Stored data:
=-=-=-=-=
PR #272, opened 2018-12-21
feat(chain manager): add as many transactions as fit in block

ghost:
Store as many transactions as they can fit when building a block, using the weight parameter.

### DIFF
--- a/config/src/defaults.rs
+++ b/config/src/defaults.rs
@@ -96,6 +96,11 @@ pub trait Defaults {
     fn mining_enabled(&self) -> bool {
         true
     }
+
+    fn consensus_constants_max_block_weight(&self) -> u32 {
+        // TODO: Replace  with real max_block_weight value used in mainnet
+        10_000
+    }
 }
 
 /// Struct that will implement all the mainnet defaults
--- a/core/src/actors/chain_manager/mod.rs
+++ b/core/src/actors/chain_manager/mod.rs
@@ -41,7 +41,7 @@ use std::collections::HashMap;
 use std::collections::HashSet;
 use witnet_data_structures::chain::{
     Block, BlockHeader, ChainInfo, Epoch, Hash, Hashable, InventoryEntry, InventoryItem,
-    Transaction, TransactionsPool,
+    TransactionsPool,
 };
 
 use crate::actors::session::messages::AnnounceItems;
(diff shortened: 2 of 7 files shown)


core/src/actors/chain_manager/mod.rs
```diff
@@ -226,15 +228,28 @@ impl ChainManager {
...
-                // TODO: t.fee()
-                transaction_fees += 1;
-                *t
-            })
-            .collect();
+        let max_block_weight = self.max_block_weight;
+        let mut block_weight = 0;
+        let mut transactions = Vec::new();
+
+        for transaction in self.transactions_pool.iter() {
```
Tommytrg: Not functional enough

anler: Nah, the thing is that I added a small optimization: if the weight of the included transactions is equal to the maximum weight allowed for the block, then there's no need to keep processing more transactions so a `break` is used to stop the loop.

config/src/defaults.rs
```diff
@@ -91,6 +91,11 @@ pub trait Defaults {
 
     /// Default JSON-RPC server addr
     fn jsonrpc_server_address(&self) -> SocketAddr;
+
+    fn consensus_constants_max_block_weight(&self) -> u32 {
+        // TODO: Replace with real max_block_weight value used in mainnet
```
Tommytrg: Replace TODO by FIXME(#issue_number) to be able to tack this.

core/src/actors/chain_manager/mod.rs
```diff
@@ -225,17 +227,29 @@ impl ChainManager {
...
+
+        let max_block_weight = self.max_block_weight;
+        let mut block_weight = 0;
+        let mut transactions = Vec::new();
+
+        for transaction in self.transactions_pool.iter() {
+            // Currently, 1 weight unit is equivalent to 1 byte
+            let transaction_weight = transaction.size();
+            // TODO: Calculate transaction fee
+            let transaction_fee = 1;
```
aesedepece: Let's take this chance to create `transaction.fee()` returning a static `1`. Then incorporating the actual fee calculation logic will be plug-and-play.

data_structures/src/chain.rs
```diff
@@ -94,6 +105,13 @@ pub struct Block {
     pub txns: Vec<Transaction>,
 }
 
+/// Any reference to a Hashable type is also Hashable
+impl<'a, T: Hashable> Hashable for &'a T {
```
aesedepece: This is wonderful :heart_eyes:

PR #290, opened 2018-12-31
feat(chain_manager): implement AddTransaction handler

Tommytrg:
### [WIP] Need to refactor: refactor methods into library code

Scratched lines should be validated in other steps like block validation.

Validations made:

- Value transfer output
  - [x] VTOs take their value from the aggregate of all the inputs in the transactions.
  - [x] The number of VTOs in a single transaction is virtually unlimited as long as the VTOs are all contiguous and located at the end of the outputs list.
  - [ ] A single VTO spending from no inputs is considered to be a mint transaction, which is only acceptable if located first in the list of transactions of a block.
  - [x] The value brought into a transaction by an input pointing to a VTO can be freely assigned to any output of any type unless otherwise restricted by the specific validation rules for such output type.
- Data request output
  - [x] Multiple data request outputs can be included into a single transaction as long as the inputs are greater than outputs rule still hold true. The difference with VTOs is that the total output value for data request outputs also includes the commit fee, reveal fee and tally fee.
  - [x] The value brought into a transaction by an input pointing to a data request output can only be spent by commit outputs.
- Commit outputs
  - [x] Commit outputs can only take value from data request inputs whose index in the inputs list is the same as their own index in the outputs list.
  - [x] Multiple commit outputs can exist in a single transaction, but each of them needs to be coupled with a data request input occupying the same index in the inputs list as their own in the outputs list. Predictably, as a result of the previous rule, each of the multiple commit outputs only takes value from the data request input with the same index.
  - [x] The value brought into a transaction by an input pointing to a commit output can only be spent by reveal or tally outputs.
- Reveal output
  - [x] Reveal outputs can only take value from commit inputs whose index in the inputs list is the same as their own index in the outputs list.
  - [x] Multiple reveal outputs can exist in a single transaction, but each of them needs to be coupled with a commit input occupying the same index in the inputs list as their own in the outputs list. Predictably, as a result of the previous rule, each of the multiple reveal outputs only takes value from the commit input with the same index.
  - [x] The value brought into a transaction by an input pointing to a reveal output can only be spent by value transfer outputs.
  - [x] Any transaction including an input pointing to a reveal output must also include exactly only one tally output.
- Tally output
  - [x] Any transaction can contain at most one tally output.
  - [ ] Transactions containing tally outputs must not be broadcast through the inventory announcement protocol.
  - [ ]  As a result of the previous rule, transactions containing tally outputs can only be included into a block by the miner of the block.
  - [ ] The value brought into a transaction by an input pointing to a tally output can be freely assigned to any output of any type unless otherwise restricted by the specific validation rules for such output type.


core/src/actors/chain_manager/handlers.rs
```diff
@@ -102,20 +102,168 @@ impl Handler<AddNewBlock> for ChainManager {
...
+
+    outputs
+        .iter()
+        .rev()
+        .take_while(is_value_transfer_output)
+        .eq(outputs.iter().rev().filter(is_value_transfer_output))
+}
+
+fn count_consensus_outputs(outputs: &[Output]) -> usize {
+    outputs.iter().fold(0, |mut counter, output| {
```
tmpolaczyk: What about

```suggestion
    outputs.iter().filter(|x| is_consensus_output(x)).count()
```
=-=-=-=-=
• Prompt:
If a line in the records above has the word "containing", copy it out.

• Your solution:
  - [ ] Transactions containing tally outputs must not be broadcast through the inventory announcement protocol.
  - [ ]  As a result of the previous rule, transactions containing tally outputs can only be included into a block by the miner of the block.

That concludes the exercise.